Note: The actual handler functions and exported evaluation utilities are implemented in index.ts / dist/index.js. Inspect these files to see message names, handler signatures, and data schemas (requests/response payloads).

Declared package dependencies (from provided dependency manifest):

{
"dependencies": {
"@kadi.build/core": "*",
"agents-library": "*",
"tsx": "^4.21.0"
},
"devDependencies": {
"@types/node": "^25.3.1",
"typescript": "^5.9.3"
}
}
  • Runtime dependencies:

    • @kadi.build/core — core kadi runtime primitives for abilities and broker integration.
    • agents-library — shared types/utilities across AGENTS platform (message envelopes, schemas).
    • tsx — used for running TypeScript entry during development.
  • Dev dependencies:

    • typescript, @types/node — build and type checking.
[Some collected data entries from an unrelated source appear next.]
PR #165, opened 2023-11-07
Adds the assets:clean[count] parameter

codergeek121:
Sprockets supported the parameterized `clean` Rake task, to keep the `:count` latest assets versions. IIRC webpacker supported it as well.

If you deployed with Capistrano, this was configurable via the `:keep_assets` [config](https://github.com/capistrano/rails/blob/master/lib/capistrano/tasks/assets.rake#L33).

This PR adds this to propshaft's clean task as well instead of the hardcoded `2`.


codergeek121:
Thank you :)

PR #166, opened 2023-11-13
Ensure file content is read as UTF-8

brenogazzola:
As reported in https://github.com/rails/sprockets/issues/498. Propshaft has the same bug. Will keep this unmerged for a while for testing and further opinion from others.


brenogazzola:
Propshaft writes the file correctly, even if the specific test in this PR fails without the enforcing UTF-8. Closing as not needed.

PR #167, opened 2023-11-22
Fix typo in "Asset content" section of UPGRADING.md

HashNotAdam:
When referring to how to escape HTML tags, the documentation forgot to call the `content` method.

When using `html_safe`, an exception will be raised because `html_safe` is not defined on `Propshaft::Asset`.

Using `raw`, on the other hand, will call `to_s` on the `Propshaft::Asset` instance, returning an expected tag


brenogazzola:
Thanks!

What this ability depends on:

  • The “secret-ability” (declared in agent.json abilities) — used to access secrets required for LLM or external services.
  • A running broker at broker.local.URL reachable on network “eval”.
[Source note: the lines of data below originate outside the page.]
PR #168, opened 2023-11-22
Support base64 encoded digests to account for rollup 4.x

aaronjensen:
Rollup 4 changed its asset digesting to include `_` and `-` (they are now base64 url safe hashes). Without this, assets such as `chunk-_OUZQqad.digested.js` will not be served by the propshaft server.

I did not change the regex that extracts the digest that Propshaft is expected to generate as that didn't seem appropriate.

This change is necessary for compatibility with Vite 5 and rollup 4 (unless of course there's a better way to do this).

I could not find a way to revert Rollup's hashing technique.


brenogazzola:
Thanks.

aaronjensen:
@brenogazzola Is there anything that I can do to help get this ready for a release? We have been unable to run the new version without a monkey patch for a few months. Thank you.

theodorton:
@aaronjensen I'm not sure when the next release will be here, but until then you can pull the gem from Github instead of rubygems:

```rb
gem 'propshaft', github: 'rails/propshaft'
```

aaronjensen:
Thanks, @theodorton, I'm aware of that, but we try to avoid git dependencies for various reasons. Is there anything I can do to help make it easier to follow the release process for propshaft?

What depends on this ability:

  • No explicit consumers are declared in this repository, but other agents that need evaluation of code diffs, test results, or traces will subscribe to the “eval” network and call this ability via the broker.
  • Inspect index.ts (source) and dist/index.js (compiled) to see the exact message names and handler signatures. This doc intentionally avoids inventing function names — implementations live in index.ts.
  • When adding LLM calls, honor model.EVAL_MODEL and model.MAX_TOKENS from config.toml, and fetch API keys from the “secret-ability”.
  • Ensure that broker.local.NETWORKS contains “eval” so the ability is reachable by agents expecting evaluation services.
  • Use the provided npm scripts for development (“dev”, “serve”, “serve:broker”) and CI-friendly builds (“build”, “start”).

If you need deeper details about message schemas, handler functions, or exported tools, open index.ts and the compiled dist/index.js — those files contain the concrete implementation and registration calls to @kadi.build/core.